35 thoughts on “Reaction Guide

  1. I’m a “printer”. I find wonderful resources (and this is website is one of the best – it’s incredible) and print them and carry them with me to study like flashcards. I wonder if there might be a “view/print” option that allows you to see the name of the reaction (like you have above) with just a tidy concise example/mechanism below it. That way someone could print off, say, reactions of alcohols. They would have a super fast review on their hands. With of course, the option of logging back on to click the reaction and get more detailed information (as you have it set up now). But mostly, I just need a memory jogger now and then, or confirmation that yes, the intermediate is a carbocation and not an oxacyclopentane, or no, I haven’t lost my marbles and gotten a set of electron pushing arrows in the wrong spot. They do go indeed from such and such to such and such.
    Thank you!!!!!!!!!!!!!!!

  2. This guide is great. One thing I was wondering though, would 1,2/1,4/1,6 addition to conjugated dienes go under reactions of alkenes and if so, do you think you’ll get around to posting that? Same for the Diels-Alder reaction. Thanks again, I greatly appreciate your efforts and passion for organic chemistry!

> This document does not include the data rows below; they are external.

PR #946, opened 2021-06-25
fix(grapher): Facets use a chart y min if available

larsyencken:
For example, in the Covid explorer, the min is set to zero on all axes, but the facets did not share this minimum.

Now facets share the one y min when it is configured.

See: https://www.notion.so/owid/yAxisMin-explorer-setting-should-be-respected-in-facets-f992da1cbd944de18301b3bd26915555

## TODO

- [x] Use shared y min for country strategy
- [x] Use shared y min for column strategy
- [ ] Fix uniform mode for column strategy
- [ ] Use min(shared y min, detected y min) in uniform mode

### DIFF
--- a/grapher/facetChart/FacetChart.tsx
+++ b/grapher/facetChart/FacetChart.tsx
@@ -157,7 +157,10 @@ export class FacetChart
     }
 
     @computed private get columnFacets(): FacetSeries[] {
-        return this.yColumns.map((col) => {
+        const yAxis = new AxisConfig()
+        yAxis.min = this.manager.yAxis!.min
+
+        return this.yColumns.map((col: CoreColumn) => {
             return {
                 seriesName: col.displayName,
                 color: facetBackgroundColor,
@@ -166,6 +169,7 @@ export class FacetChart
                     yColumnSlug: col.slug,
                     yColumnSlugs: [col.slug], // In a column facet strategy, only have 1 yColumn per chart.
                     seriesStrategy: SeriesStrategy.entity,
+                    yAxis,
                 },
             }
         })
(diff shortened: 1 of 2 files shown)


grapher/facetChart/FacetChart.tsx
```diff
@@ -131,12 +133,12 @@ export class FacetChart
                 this.manager.yAxis!.facetAxisRange == FacetAxisRange.shared
                     ? {
                           max: sharedYDomain[1],
-                          min: sharedYDomain[0],
+                          min: yAxisMin ?? sharedYDomain[0],
```
danielgavrilov, line 136: I think potentially the logic we want here is: 

```suggestion
                          min: Math.min(yAxisMin, sharedYDomain[0]),
```

Otherwise, I think, but am not sure, that the axes can be mismatched across charts. The `min` setting I think only extends the axes, it doesn't crop them (when data exists beyond the domain).

larsyencken: It appears that the chart is already configured to not crop data, i.e. that `yAxis.min` is a guideline that can be ignored if needed to show the data.

larsyencken:
Apologies, this is not done yet, marking it as draft mode. The TODO at the top indicates what's left.

grapher/facetChart/FacetChart.tsx
danielgavrilov: Right, but it doesn't seem straightforward what the behaviour should be?

Let's say we facet by entity, and one entity has range `[-10, 10]` and all the others have `[0,10]`, and `yAxisMin = 0`. 

Should the shared axis be `[-10, 10]` or `[0, 10]`? If we go for the latter (I think what the PR currently does), one chart will have an axis not matching the others.

larsyencken: Ah, good call. Given the graph's flexible use of `yAxis.min` and `yAxis.max`, we need to cap them the way you're describing, otherwise the y axis will not be the same across facets. Good catch! 🙌

danielgavrilov:
Closing this in favour of https://github.com/owid/owid-grapher/pull/960 which the issues listed.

  3. Without your site I probably would not have gotten a B+ in Organic. I tell everybody to use your site. Hopefully I do better in organic 2. Thanks a million.

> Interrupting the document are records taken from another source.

PR #963, opened 2021-07-20
enhance(grapher): Improve UI for facet selection

larsyencken:
Convert the standard drop-down for selecting facets into a more visual and user friendly design. The expected behaviour is that:

- The "f" key enables the chart control, but only for charts that support faceting (e.g. not scatterplots)
- The control looks like a normal dropdown, but shows hovering options when you click on it
- You should have the option "All together" and either "Split by entity" or "Split by country", depending on the chart

Refactors the faceting variables in `Grapher.tsx` to make clear what the desired faceting strategy is vs the actual rendered strategy, which has to take into account what is actually possible given the data.

See: https://www.notion.so/owid/Plot-entities-together-or-metrics-together-f47c2de5ca554294a78a540dc383597f

## Todo

- [x] Basic hovering UI dialog for facet selection
- [x] Enable both types of faceting for the multi-country, multi-metric case
- [x] Remove tippy arrow
- [x] Left-align hovering UI with control
- [x] Grapher config key for strategy selection
- [x] Add cursor: pointer
- [x] Admin UI for strategy selection
- [x] Explorer setting for strategy selection
- [ ] ~~Harmonize dropdown to existing components~~
- [x] Shrink width to longest label

### DIFF
--- a/explorer/ExplorerProgram.ts
+++ b/explorer/ExplorerProgram.ts
@@ -32,7 +32,10 @@ import { ColumnGrammar } from "./ColumnGrammar"
 import { DecisionMatrix } from "./ExplorerDecisionMatrix"
 import { CoreColumnDef } from "../coreTable/CoreColumnDef"
 import { PromiseCache } from "../clientUtils/PromiseCache"
-import { FacetAxisDomain } from "../grapher/core/GrapherConstants"
+import {
+    FacetAxisDomain,
+    FacetStrategy,
+} from "../grapher/core/GrapherConstants"
 
 export const EXPLORER_FILE_SUFFIX = ".explorer.tsv"
 
@@ -48,6 +51,7 @@ interface ExplorerGrapherInterface extends GrapherInterface {
     yScaleToggle?: boolean
     yAxisMin?: number
     facetYDomain?: FacetAxisDomain
+    selectedFacetStrategy?: FacetStrategy
 }
 
 const ExplorerRootDef: CellDef = {
--- a/explorer/ExplorerProgram.ts
+++ b/explorer/ExplorerProgram.ts
@@ -32,10 +32,7 @@ import { ColumnGrammar } from "./ColumnGrammar"
 import { DecisionMatrix } from "./ExplorerDecisionMatrix"
 import { CoreColumnDef } from "../coreTable/CoreColumnDef"
 import { PromiseCache } from "../clientUtils/PromiseCache"
-import {
-    FacetAxisDomain,
-    FacetStrategy,
-} from "../grapher/core/GrapherConstants"
+import { FacetAxisDomain } from "../grapher/core/GrapherConstants"
 
 export const EXPLORER_FILE_SUFFIX = ".explorer.tsv"
 
--- a/explorer/ExplorerProgram.ts
+++ b/explorer/ExplorerProgram.ts
@@ -51,7 +51,6 @@ interface ExplorerGrapherInterface extends GrapherInterface {
     yScaleToggle?: boolean
     yAxisMin?: number
     facetYDomain?: FacetAxisDomain
-    selectedFacetStrategy?: FacetStrategy
 }
 
 const ExplorerRootDef: CellDef = {
--- a/explorer/GrapherGrammar.ts
+++ b/explorer/GrapherGrammar.ts
@@ -144,6 +144,16 @@ export const GrapherGrammar: Grammar = {
             cssClass: "",
         })),
     },
+    selectedFacetStrategy: {
+        ...EnumCellDef,
+        keyword: "selectedFacetStrategy",
+        description: "Whether the chart should be faceted or not",
+        terminalOptions: Object.keys(FacetStrategy).map((keyword) => ({
+            keyword,
+            description: "",
+            cssClass: "",
+        })),
+    },
     baseColorScheme: {
         ...EnumCellDef,
         keyword: "baseColorScheme",
--- a/explorer/GrapherGrammar.ts
+++ b/explorer/GrapherGrammar.ts
@@ -148,7 +148,7 @@ export const GrapherGrammar: Grammar = {
         ...EnumCellDef,
         keyword: "selectedFacetStrategy",
         description: "Whether the chart should be faceted or not",
-        terminalOptions: Object.keys(FacetStrategy).map((keyword) => ({
+        terminalOptions: Object.values(FacetStrategy).map((keyword) => ({
             keyword,
             description: "",
             cssClass: "",
--- a/grapher/captionedChart/CaptionedChart.tsx
+++ b/grapher/captionedChart/CaptionedChart.tsx
@@ -255,7 +255,10 @@ export class CaptionedChart extends React.Component<CaptionedChartProps> {
         if (manager.showZoomToggle)
             controls.push(<ZoomToggle key="ZoomToggle" manager={manager} />)
 
-        if (manager.showFacets) {
+        if (
+            manager.showFacets &&
+            manager.availableFacetStrategies!.length > 1
+        ) {
             controls.push(
                 <FacetStrategyDropdown
                     key="FacetStrategyDropdown"
--- a/grapher/captionedChart/CaptionedChart.tsx
+++ b/grapher/captionedChart/CaptionedChart.tsx
@@ -257,7 +257,7 @@ export class CaptionedChart extends React.Component<CaptionedChartProps> {
 
         if (
             !manager.hideFacetControl &&
-            manager.availableFacetStrategies!.length > 1
+            manager.availableFacetStrategies.length > 1
         ) {
             controls.push(
                 <FacetStrategyDropdown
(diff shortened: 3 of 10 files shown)


grapher/controls/Controls.scss
```diff
@@ -13,11 +13,118 @@ $zindex-ControlsFooter: 2;
...
+.selected .FacetStrategyPreview-none-child {
+    background: rgb(217, 234, 251);
+}
+
+.FacetStrategyPreview-none-child {
+    background: #dde1e7;
+}
+
+.selected .FacetStrategyPreview-split-child {
+    background: rgb(217, 234, 251);
```
larsyencken, line 123:
```suggestion
    background: #d9eafb;
```

grapher/controls/Controls.scss
```diff
@@ -13,11 +13,118 @@ $zindex-ControlsFooter: 2;
...
+
+.FacetStrategyPreview-split-child:nth-of-type(1),
+.FacetStrategyPreview-split-child:nth-of-type(2),
+.FacetStrategyPreview-split-child:nth-of-type(4),
+.FacetStrategyPreview-split-child:nth-of-type(5) {
+    margin-right: 2px;
+}
+
+.selected .FacetStrategyPreview-none-child {
+    background: rgb(217, 234, 251);
```
larsyencken, line 115:
```suggestion
    background: #d9eafb;
```

grapher/core/Grapher.tsx
```diff
@@ -1864,9 +1861,16 @@ export class Grapher
     }
 
     private disableAutoFaceting = true // turned off for now
+
+    // the actual facet setting used by a chart, potentially overriding selectedFacetStrategy
     @computed get facetStrategy(): FacetStrategy {
-        if (this.facet && this.availableFacetStrategies.includes(this.facet))
-            return this.facet
+        if (!this.showFacets) return FacetStrategy.none
```
danielgavrilov, line 1867: An author might want to set a faceting strategy but not allow readers to edit it?

We do this for example for the timeline – an author can change the timeline, then hide it (`hideTimeline`), and it stays applied for readers.

grapher/core/Grapher.tsx
```diff
@@ -297,7 +297,9 @@ export class Grapher
     @observable.ref annotation?: Annotation = undefined
 
     @observable showFacets?: boolean = false
-    @observable lastFacet: FacetStrategy = FacetStrategy.none
+
+    // the desired faceting strategy, which might not be possible if we change the data
+    @observable selectedFacetStrategy: FacetStrategy = FacetStrategy.none
```
danielgavrilov, line 302: Maybe we want to add this to the list of keys that get serialized into the JSON for the database? https://github.com/owid/owid-grapher/blob/c8826790803ad20a99c93cee3b628754fb7ccbff/grapher/core/GrapherInterface.ts#L117-L169

grapher/controls/Controls.scss
```diff
@@ -13,11 +13,118 @@ $zindex-ControlsFooter: 2;
...
     width: 160px;
     font-family: "Lato";
-    font-size: 10px;
+    font-size: 12px;
     font-weight: bold;
+    border: 1px solid #afb7c1;
+    border-radius: 5px;
+    padding-left: 10px;
+    padding-right: 10px;
+}
```
danielgavrilov, line 28: Can add `cursor: pointer` to give a hint the component is interactive.

danielgavrilov (commented):
Awesome! I left some code comments.

Some potential design improvements:

- The dropdown could close after selection
- Could use `cursor: pointer` to indicate that the dropdown is clickable 
- The icons aren't clear enough I think. We should probably use some hand-crafted SVG icons to communicate better that a chart get split into multiple.

Good to hear what @vanwoerden thinks.

grapher/captionedChart/CaptionedChart.tsx
```diff
@@ -252,7 +252,10 @@ export class CaptionedChart extends React.Component<CaptionedChartProps> {
         if (manager.showZoomToggle)
             controls.push(<ZoomToggle key="ZoomToggle" manager={manager} />)
 
-        if (manager.showFacets) {
+        if (
+            manager.showFacets &&
+            manager.availableFacetStrategies!.length > 1
```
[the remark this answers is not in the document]
larsyencken: Miraculously, this one was easy. The other parameters could not be made required without affecting a huge number of places, because of the interface inheritance pattern.

grapher/core/Grapher.tsx
larsyencken: Agreed, we want to support that. I renamed the flag to `hideFacetControl` and made the faceting stick even if the control is hidden.

grapher/core/Grapher.tsx
larsyencken: Done

grapher/controls/Controls.scss
larsyencken: Done 👍

explorer/GrapherGrammar.ts
```diff
@@ -144,6 +144,16 @@ export const GrapherGrammar: Grammar = {
...
+    selectedFacetStrategy: {
+        ...EnumCellDef,
+        keyword: "selectedFacetStrategy",
+        description: "Whether the chart should be faceted or not",
+        terminalOptions: Object.keys(FacetStrategy).map((keyword) => ({
+            keyword,
+            description: "",
+            cssClass: "",
+        })),
+    },
```
larsyencken, line 156: @danielgavrilov As a heads up, it's not clear to me that selecting one faceting strategy globally for an explorer is the right way to go here. It might be enough to get us started.

explorer/ExplorerProgram.ts
```diff
@@ -48,6 +51,7 @@ interface ExplorerGrapherInterface extends GrapherInterface {
     yScaleToggle?: boolean
     yAxisMin?: number
     facetYDomain?: FacetAxisDomain
+    selectedFacetStrategy?: FacetStrategy
```
danielgavrilov, line 54: There is already `facet` on `GrapherInterface`, should that be removed?

grapher/controls/Controls.tsx
```diff
@@ -237,52 +235,103 @@ export class FilterSmallCountriesToggle extends React.Component<{
...
+                        <div className="FacetStrategyPreview-split-child"></div>
+                        <div className="FacetStrategyPreview-split-child"></div>
+                        <div className="FacetStrategyPreview-split-child"></div>
+                        <div className="FacetStrategyPreview-split-child"></div>
+                        <div className="FacetStrategyPreview-split-child"></div>
+                    </>
+                )
+            return (
+                <div
+                    className={"FacetStrategyOption" + selected}
```
danielgavrilov, line 314: There's a `classnames` library we use that allows you to do something like this:

```suggestion
                    className={classnames({
                        "FacetStrategyOption": true,  
                        "selected": value === this.facetStrategy 
                    })}
```

grapher/controls/Controls.tsx
```diff
@@ -237,52 +235,103 @@ export class FilterSmallCountriesToggle extends React.Component<{
...
-    @action.bound onChange(
-        selected: ValueType<{ label: string; value: string }>
-    ): void {
-        this.props.manager.facet = asArray(selected)[0].value as FacetStrategy
+    // A hovering visual display giving options to be selected from
+    @computed get content(): JSX.Element {
+        const parts = this.strategies.map((value: FacetStrategy) => {
+            // There are only ever two strategies, none + (country OR entity).
+            const label = facetStrategyLabels[value]
+            const selected = value == this.facetStrategy ? " selected" : ""
```
danielgavrilov, line 296: There is something not going quite right with the reactivity, the selected option doesn't correctly propagate: 

https://user-images.githubusercontent.com/1308115/128192216-23e73e63-ec6f-422d-a7e3-dee5179e8348.mov

danielgavrilov (approved):
Apart from some small things, this is looking great! I like the new name `selectedFacetStrategy`, and the fact that you left an "Auto" option on the Admin.

Switching to a show-control-by-default would mean that a lot of past charts are affected, so this is maybe something to discuss before launch, if it hasn't been discussed yet.

danielgavrilov:
Another thing related to this: Instead of [Split by **country**], the option should really be [Split by **`entityType`**], which is defined here:

https://github.com/owid/owid-grapher/blob/e70959ccbed54ad7c72eba8621d6f6a32107063f/grapher/core/Grapher.tsx#L261-L262

grapher/captionedChart/CaptionedChart.tsx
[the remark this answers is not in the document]
larsyencken: Sorry, removed! I actually wish a redundant ! was a linting error.

explorer/ExplorerProgram.ts
larsyencken: Turns out this property wasn't needed on `ExplorerGrapherInterface`, removed it.

grapher/controls/Controls.tsx
larsyencken: Done

grapher/controls/Controls.tsx
larsyencken: Turns out I forgot to mark the dropdown class with `@observer`, doing that fixes it.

  4. check the page source code, hydrate formation on aldehydes and ketones are redirected to addition of LiAlH4 on ketones

  5. Hi James,
    Excellent contribution! But I wonder is there any pdf or somekind of print version which might help people use these reaction guide as flash cards or carry them?
    JK

  6. Hey Jim,
    I have to teach grade 11 AP chem this term and forgot all my orgo from 30 yrs back. The site gave me a great kickstart.
    Spaseeba from Kazakhstan.
    Mr. J

  7. Hey all great stuff here. Was just curious, why no reduction of carbonyls via desulfurization? I see you have Wolff-Kisher and Clemmenson, why not the 3rd?

  8. Hi James,
    I have been poking around your site looking for some helpful tips on figuring out the most reactive site on a molecule. Our professor expects us to memorize pKa’s of about 20 different acids, but I just can’t make them stick. I know to use resonance, inductive, etc., arguments, but sometimes those seem ambiguous. Here is an example of where I should be able to easily decide how the reaction progresses, but I can’t decide whether to protonate the oxygen, or the c=c. Do you have any tips?
    Example: Show the reaction of 4,4-dimethylpent-1-en-3-one with H3O+.

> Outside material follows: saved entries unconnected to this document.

PR #964, opened 2021-07-20
enhance: Introduce grapher json schema

danyx23:
This is an initial base for a json schema for the grapher config. See this notion page for details: https://www.notion.so/owid/Grapher-json-schema-791109f371254a32999cd03b74d7056c

### DIFF
--- a/grapher/core/schema.json
+++ b/grapher/core/schema.json
@@ -216,15 +216,6 @@
                     "maximum": 32767,
                     "minimum": 0
                 },
-                "defaultYear": {
-                    "oneOf": [
-                        {
-                            "type": "string",
-                            "enum": ["latest"]
-                        },
-                        { "type": "number", "minimum": 0 }
-                    ]
-                },
                 "variableId": {
                     "type": "integer",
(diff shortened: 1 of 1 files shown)


grapher/core/schema.json
```diff
@@ -0,0 +1,731 @@
...
+                },
+                "defaultYear": {
+                    "oneOf": [
+                        {
+                            "type": "string",
+                            "enum": ["latest"]
+                        },
+                        { "type": "number", "minimum": 0 }
+                    ]
+                },
```
larsyencken, line 227: Remove it altogether, we no longer have code that even looks at it

```suggestion
```

larsyencken (approved):
Looks good. I reckon we could auto-annotate any property that hasn't been used in 1y as "probably-deprecated" in the "description" field.

I also think we could refactor out sub-objects and use references to them in the main object, it will help it to be slightly more readable.

In future data migrations, I'd love to also get rid of properties that are there but with the value `null`, it seems a waste to store that.

PR #966, opened 2021-07-22
chore: Prune and annotate the JSON schema

larsyencken:
Remove fields that do not exist in our codebase and auto-annotate as deprecated fields that have not been used in the past year.

See Jupyter notebook for details of auto-annotation/marking for deletion: https://gist.github.com/larsyencken/9f157a3db5a4d5dcd26262d5e72a51c5

### DIFF
--- a/grapher/core/schema.json
+++ b/grapher/core/schema.json
@@ -12,7 +12,8 @@
             "properties": {
                 "legendOrientation": {
                     "type": ["string", "null"],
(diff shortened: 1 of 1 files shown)


danyx23:
I didn't have time to do an in-depth look at every one of these in turn. From a birds eye view this looks good and can be merged. We might want to go back and retrieve one of those properties again but I think it makes sense to try and get to a modern version of this schema and only include legacy stuff if we have a good reason.

PR #970, opened 2021-07-26
WIP: unfinished attempt to fix cookie notice

danielgavrilov:
The cookie policy implementation uses "date policy was accepted" to decide whether to show or hide the policy, by comparing it to the "date policy was last updated". 

This has issues:

- A policy update doesn't happen instantaneously at the beginning of a day, so if people accept the policy on a day, they may have accepted the old one. This means we should set the "policy last updated" date at least one day in the future. This brings up another issue:
- We use non-UTC dates, so users in more western timezones might be a day behind. This results in them not being able to get the banner away, because for them the condition holds even after accepting: "last accepted date" < "last policy update date".

I've attempted to fix this by using the policy date as an identifier, and storing that in the cookie. But have not finished this, and have still not gotten my head around the whole implementation. At the moment I'm also on an old laptop which doesn't have Wordpress set up to test this.

So I've left it half-finished. 🏳️  We can update the policy date with these bugs in place for now.

### DIFF
--- a/site/CookieNotice.tsx
+++ b/site/CookieNotice.tsx
@@ -3,15 +3,13 @@ import { useEffect, useState } from "react"
 import classnames from "classnames"
 import { FontAwesomeIcon } from "@fortawesome/react-fontawesome"
 import { faCheck } from "@fortawesome/free-solid-svg-icons/faCheck"
-import { Action, getTodayDate } from "./CookiePreferencesManager"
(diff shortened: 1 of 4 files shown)


danielgavrilov:
I'm closing this since it's a tiny issue and this PR is messy and incomplete. The comment above is maybe the most useful thing from it – describing the problem.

    1. Well, that compound in particular is an α,β-unsaturated ketone AKA an enone. The hyperconjugation of the C=O and C=C bonds stabilizes this class of compounds enough that it gets a section in textbooks, but the ultimate takeaway is that the same reactions that occur for alkenes and ketones still happen for enones. If you look at James’s mechanisms for the enone reactions, you can see that they’re all 1,4-additions. This gives you the clue that the alkene is where any nucleophile is going to attack. In aqueous acid, H3O+ would protonate the alkene, and H2O would initiate nucleophilic attack on the resulting positive charge. As a side note: the extra methyl groups on the other side of the enone are there to make it clear that there are no competing reactions going on there, by eliminating alpha hydrogens.
      But what if you didn’t have a collection of mechanisms to reference? You can use the same factors that gauge acidity to determine that there’s a charge gradient from the terminal alkyne (δ+) to the O (δ-). Although the following post concerns acidity, the arguments you mentioned, resonance, etc. can be applied here too. They may seem ambiguous, but they do have a clear hierarchy for the most part. As always, beware of exceptions, though I don’t see any in the case of your enone.
      https://staging.masterorganicchemistry.com/2010/09/22/five-key-factors-that-influence-acidity/

      1. Thanks for your thoughtful reply. I have found lots of resources for reactions of alpha-beta unsaturated ketones, but all of the reactions require basic conditions. I think the purpose for this question is to find the starting materials for the aldol reaction. I will have to read up on the reactions involving alpha-beta unsaturated ketones.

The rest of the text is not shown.